**Exercise goal:** From the data below, return the exact lines starting at the line containing "PR #559, opened 2020-02-19" and ending at the line containing "When a node", both included, and nothing else.

**Supplied entries:**
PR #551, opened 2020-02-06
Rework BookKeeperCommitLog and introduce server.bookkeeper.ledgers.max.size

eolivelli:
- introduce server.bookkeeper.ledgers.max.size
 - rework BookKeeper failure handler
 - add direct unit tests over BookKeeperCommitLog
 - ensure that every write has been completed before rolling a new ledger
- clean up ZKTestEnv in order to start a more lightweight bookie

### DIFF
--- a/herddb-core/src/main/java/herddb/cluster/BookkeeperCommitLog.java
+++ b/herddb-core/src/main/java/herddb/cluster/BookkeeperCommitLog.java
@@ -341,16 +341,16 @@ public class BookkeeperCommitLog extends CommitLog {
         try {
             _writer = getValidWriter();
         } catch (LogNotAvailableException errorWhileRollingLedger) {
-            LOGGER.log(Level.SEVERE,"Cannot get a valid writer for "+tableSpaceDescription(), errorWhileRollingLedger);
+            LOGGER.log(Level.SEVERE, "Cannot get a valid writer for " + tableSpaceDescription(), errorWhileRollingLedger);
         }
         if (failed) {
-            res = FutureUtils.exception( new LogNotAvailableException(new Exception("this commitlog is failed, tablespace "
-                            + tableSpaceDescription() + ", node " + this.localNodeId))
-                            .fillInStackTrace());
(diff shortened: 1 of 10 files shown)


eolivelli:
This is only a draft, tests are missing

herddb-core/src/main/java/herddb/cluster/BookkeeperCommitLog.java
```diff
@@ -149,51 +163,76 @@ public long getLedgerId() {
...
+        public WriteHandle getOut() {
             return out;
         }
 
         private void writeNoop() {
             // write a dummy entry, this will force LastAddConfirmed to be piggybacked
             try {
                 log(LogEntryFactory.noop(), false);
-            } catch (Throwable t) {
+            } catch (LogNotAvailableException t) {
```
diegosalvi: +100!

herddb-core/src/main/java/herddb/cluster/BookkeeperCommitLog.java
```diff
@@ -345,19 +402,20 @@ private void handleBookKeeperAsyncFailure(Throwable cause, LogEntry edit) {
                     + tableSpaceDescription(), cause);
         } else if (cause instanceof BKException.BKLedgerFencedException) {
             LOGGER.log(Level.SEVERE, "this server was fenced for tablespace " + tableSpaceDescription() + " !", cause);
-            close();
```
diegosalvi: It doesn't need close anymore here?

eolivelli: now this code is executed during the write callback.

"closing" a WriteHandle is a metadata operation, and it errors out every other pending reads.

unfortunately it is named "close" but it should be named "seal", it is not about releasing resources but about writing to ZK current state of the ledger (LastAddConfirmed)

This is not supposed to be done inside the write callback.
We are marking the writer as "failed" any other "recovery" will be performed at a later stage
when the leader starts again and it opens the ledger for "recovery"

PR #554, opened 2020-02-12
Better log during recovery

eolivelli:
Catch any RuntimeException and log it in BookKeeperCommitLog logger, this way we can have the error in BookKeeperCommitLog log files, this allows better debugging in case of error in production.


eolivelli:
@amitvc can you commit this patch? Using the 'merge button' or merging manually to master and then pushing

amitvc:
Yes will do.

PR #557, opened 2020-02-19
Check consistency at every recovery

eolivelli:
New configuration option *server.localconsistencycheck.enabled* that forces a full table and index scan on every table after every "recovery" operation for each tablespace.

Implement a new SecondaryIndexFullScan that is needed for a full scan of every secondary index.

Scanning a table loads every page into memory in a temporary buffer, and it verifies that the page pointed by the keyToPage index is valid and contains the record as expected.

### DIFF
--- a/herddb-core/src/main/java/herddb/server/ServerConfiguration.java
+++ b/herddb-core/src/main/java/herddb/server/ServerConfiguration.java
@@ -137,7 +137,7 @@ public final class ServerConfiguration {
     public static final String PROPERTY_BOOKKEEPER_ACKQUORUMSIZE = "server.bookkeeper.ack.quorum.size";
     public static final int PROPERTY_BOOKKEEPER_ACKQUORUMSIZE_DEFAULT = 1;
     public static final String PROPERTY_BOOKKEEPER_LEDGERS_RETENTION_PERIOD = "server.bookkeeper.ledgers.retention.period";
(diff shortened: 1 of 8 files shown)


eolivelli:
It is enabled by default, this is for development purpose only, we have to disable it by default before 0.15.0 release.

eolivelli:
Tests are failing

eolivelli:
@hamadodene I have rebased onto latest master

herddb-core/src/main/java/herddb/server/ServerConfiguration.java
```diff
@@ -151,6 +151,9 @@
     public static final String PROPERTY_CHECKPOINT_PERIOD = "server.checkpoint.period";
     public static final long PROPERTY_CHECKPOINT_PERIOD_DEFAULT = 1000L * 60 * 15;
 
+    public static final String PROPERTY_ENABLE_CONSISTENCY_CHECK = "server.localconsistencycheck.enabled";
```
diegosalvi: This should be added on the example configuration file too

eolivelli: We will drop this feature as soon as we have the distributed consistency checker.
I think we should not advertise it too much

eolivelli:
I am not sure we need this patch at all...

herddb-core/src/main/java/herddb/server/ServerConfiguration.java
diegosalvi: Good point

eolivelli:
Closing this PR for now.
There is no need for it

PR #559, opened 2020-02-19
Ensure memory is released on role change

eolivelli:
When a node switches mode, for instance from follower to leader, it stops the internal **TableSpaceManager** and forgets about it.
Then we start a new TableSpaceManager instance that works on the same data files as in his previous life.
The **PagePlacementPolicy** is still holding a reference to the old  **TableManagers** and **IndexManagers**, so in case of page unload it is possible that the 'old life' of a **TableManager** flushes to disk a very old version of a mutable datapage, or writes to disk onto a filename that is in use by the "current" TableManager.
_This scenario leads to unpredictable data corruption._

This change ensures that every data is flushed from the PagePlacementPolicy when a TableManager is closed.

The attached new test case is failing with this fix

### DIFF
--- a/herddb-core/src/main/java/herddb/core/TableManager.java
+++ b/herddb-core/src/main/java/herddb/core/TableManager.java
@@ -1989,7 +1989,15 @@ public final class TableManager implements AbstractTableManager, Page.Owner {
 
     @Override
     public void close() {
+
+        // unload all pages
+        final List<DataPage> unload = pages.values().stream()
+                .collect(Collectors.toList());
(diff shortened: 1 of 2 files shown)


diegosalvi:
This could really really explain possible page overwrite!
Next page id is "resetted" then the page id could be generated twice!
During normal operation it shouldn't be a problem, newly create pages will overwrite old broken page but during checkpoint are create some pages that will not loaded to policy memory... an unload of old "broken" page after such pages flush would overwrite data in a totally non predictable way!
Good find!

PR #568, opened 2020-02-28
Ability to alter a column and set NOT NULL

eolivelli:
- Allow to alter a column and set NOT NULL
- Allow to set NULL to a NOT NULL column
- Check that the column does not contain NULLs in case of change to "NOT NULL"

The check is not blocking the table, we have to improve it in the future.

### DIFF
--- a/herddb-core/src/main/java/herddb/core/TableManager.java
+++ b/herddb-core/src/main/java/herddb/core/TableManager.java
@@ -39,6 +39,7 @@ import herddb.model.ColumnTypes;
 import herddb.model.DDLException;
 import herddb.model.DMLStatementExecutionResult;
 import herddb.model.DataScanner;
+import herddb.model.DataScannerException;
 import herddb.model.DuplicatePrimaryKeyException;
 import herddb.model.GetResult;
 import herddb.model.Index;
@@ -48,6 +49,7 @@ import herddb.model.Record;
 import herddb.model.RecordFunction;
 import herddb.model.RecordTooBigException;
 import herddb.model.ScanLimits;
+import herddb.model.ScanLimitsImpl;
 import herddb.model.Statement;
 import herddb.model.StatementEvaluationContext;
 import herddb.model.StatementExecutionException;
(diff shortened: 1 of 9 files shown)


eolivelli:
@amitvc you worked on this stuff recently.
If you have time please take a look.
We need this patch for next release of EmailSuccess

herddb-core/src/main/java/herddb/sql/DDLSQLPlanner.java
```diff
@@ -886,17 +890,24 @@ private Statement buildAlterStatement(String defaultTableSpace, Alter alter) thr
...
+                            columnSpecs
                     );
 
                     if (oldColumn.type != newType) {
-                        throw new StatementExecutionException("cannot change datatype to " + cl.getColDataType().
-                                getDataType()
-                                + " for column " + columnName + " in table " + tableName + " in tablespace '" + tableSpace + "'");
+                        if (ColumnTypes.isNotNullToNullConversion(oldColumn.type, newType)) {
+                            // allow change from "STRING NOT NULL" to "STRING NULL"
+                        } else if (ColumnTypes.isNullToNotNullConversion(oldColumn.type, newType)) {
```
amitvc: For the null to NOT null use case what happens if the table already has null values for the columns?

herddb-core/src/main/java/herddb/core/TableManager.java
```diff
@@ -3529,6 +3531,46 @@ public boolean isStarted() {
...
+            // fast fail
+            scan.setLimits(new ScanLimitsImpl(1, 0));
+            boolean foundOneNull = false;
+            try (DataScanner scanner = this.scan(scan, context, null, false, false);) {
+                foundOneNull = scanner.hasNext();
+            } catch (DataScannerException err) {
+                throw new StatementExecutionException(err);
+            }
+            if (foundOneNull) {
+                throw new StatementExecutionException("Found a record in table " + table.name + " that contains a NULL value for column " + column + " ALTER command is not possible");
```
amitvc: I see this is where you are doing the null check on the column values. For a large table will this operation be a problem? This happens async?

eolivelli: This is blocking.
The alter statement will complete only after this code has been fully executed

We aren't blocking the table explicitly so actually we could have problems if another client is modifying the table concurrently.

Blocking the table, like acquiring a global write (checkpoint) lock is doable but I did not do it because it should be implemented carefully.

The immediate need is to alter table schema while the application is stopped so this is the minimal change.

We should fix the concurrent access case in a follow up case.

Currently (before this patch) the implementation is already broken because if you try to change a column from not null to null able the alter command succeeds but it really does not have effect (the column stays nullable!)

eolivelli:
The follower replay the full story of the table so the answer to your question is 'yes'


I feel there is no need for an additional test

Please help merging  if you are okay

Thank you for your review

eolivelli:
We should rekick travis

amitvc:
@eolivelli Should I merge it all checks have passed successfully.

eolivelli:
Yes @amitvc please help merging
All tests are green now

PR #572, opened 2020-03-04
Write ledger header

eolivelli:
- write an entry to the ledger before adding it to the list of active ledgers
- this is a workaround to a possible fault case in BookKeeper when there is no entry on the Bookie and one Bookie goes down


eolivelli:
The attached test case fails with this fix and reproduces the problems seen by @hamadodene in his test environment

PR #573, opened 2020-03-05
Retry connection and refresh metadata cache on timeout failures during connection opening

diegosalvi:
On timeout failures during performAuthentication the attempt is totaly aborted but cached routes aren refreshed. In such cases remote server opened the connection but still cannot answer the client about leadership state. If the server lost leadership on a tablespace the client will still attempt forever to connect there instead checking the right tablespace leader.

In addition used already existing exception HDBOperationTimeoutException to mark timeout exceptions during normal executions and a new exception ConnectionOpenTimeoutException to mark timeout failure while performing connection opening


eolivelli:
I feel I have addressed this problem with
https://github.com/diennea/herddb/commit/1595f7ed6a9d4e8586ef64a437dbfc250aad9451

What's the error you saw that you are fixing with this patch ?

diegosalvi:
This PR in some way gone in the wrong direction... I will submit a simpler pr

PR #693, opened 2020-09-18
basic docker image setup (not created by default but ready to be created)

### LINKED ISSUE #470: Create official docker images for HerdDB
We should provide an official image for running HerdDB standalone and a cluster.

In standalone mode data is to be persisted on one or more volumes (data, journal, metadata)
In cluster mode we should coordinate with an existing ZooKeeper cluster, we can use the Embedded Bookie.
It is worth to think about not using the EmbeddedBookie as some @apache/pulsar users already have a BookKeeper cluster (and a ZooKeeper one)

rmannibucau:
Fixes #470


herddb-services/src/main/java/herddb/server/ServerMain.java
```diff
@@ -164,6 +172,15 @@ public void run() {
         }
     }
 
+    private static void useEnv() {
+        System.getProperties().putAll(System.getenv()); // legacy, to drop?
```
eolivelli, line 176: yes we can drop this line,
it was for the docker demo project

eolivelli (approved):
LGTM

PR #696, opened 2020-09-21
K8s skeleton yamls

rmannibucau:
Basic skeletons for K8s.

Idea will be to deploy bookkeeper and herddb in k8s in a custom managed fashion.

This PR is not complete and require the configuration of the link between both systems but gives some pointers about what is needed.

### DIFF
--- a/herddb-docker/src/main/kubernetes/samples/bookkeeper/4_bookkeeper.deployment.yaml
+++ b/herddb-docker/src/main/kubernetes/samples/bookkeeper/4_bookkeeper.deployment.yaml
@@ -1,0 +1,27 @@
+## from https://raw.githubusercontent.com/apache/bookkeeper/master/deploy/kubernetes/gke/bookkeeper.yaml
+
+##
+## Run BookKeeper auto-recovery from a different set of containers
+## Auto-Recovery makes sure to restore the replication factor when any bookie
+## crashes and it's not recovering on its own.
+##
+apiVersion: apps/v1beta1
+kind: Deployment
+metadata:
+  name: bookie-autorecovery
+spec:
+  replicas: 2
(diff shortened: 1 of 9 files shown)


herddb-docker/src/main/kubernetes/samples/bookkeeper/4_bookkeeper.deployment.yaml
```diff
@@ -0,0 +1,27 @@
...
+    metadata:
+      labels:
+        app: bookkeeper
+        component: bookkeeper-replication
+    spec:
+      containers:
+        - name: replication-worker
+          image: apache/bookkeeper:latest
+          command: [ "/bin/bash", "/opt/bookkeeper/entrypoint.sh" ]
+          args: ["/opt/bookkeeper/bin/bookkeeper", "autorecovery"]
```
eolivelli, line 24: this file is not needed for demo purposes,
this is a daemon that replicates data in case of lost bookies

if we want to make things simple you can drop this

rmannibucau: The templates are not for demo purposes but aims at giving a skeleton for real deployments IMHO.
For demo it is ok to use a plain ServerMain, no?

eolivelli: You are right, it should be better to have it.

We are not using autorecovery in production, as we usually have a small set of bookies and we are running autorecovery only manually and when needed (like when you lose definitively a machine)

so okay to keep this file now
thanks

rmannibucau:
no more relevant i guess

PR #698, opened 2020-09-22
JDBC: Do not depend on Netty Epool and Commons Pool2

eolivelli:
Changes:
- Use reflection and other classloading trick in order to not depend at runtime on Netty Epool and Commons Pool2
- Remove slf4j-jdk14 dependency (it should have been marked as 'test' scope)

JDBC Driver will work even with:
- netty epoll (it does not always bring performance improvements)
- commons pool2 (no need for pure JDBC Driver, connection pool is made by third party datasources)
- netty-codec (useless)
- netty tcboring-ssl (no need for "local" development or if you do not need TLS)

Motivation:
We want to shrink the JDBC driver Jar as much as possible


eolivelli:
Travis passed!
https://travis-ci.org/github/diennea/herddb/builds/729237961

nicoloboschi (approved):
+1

**Reply:**
PR #559, opened 2020-02-19
Ensure memory is released on role change

eolivelli:
When a node switches mode, for instance from follower to leader, it stops the internal **TableSpaceManager** and forgets about it.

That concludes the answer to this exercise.